(Data to use)

PR #70, opened 2015-04-07
Lotus::Interactor#error to return falsey value

### LINKED ISSUE #69: Interactor: recording error shouldn't return false?
Hello,

Been playing with `Lotus::Interactor` and trying to combine `valid?` requirement (since is a private method that **must** override) with logging of `errors`, and found that `error` logging is not returning a false/falsy value to be used in combination with `valid?`.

(End Data to use)

Output a faithful copy of every entry, keeping each line as written.

• Completed exercise:
PR #70, opened 2015-04-07
Lotus::Interactor#error to return falsey value

### LINKED ISSUE #69: Interactor: recording error shouldn't return false?
Hello,

Been playing with `Lotus::Interactor` and trying to combine `valid?` requirement (since is a private method that **must** override) with logging of `errors`, and found that `error` logging is not returning a false/falsy value to be used in combination with `valid?`.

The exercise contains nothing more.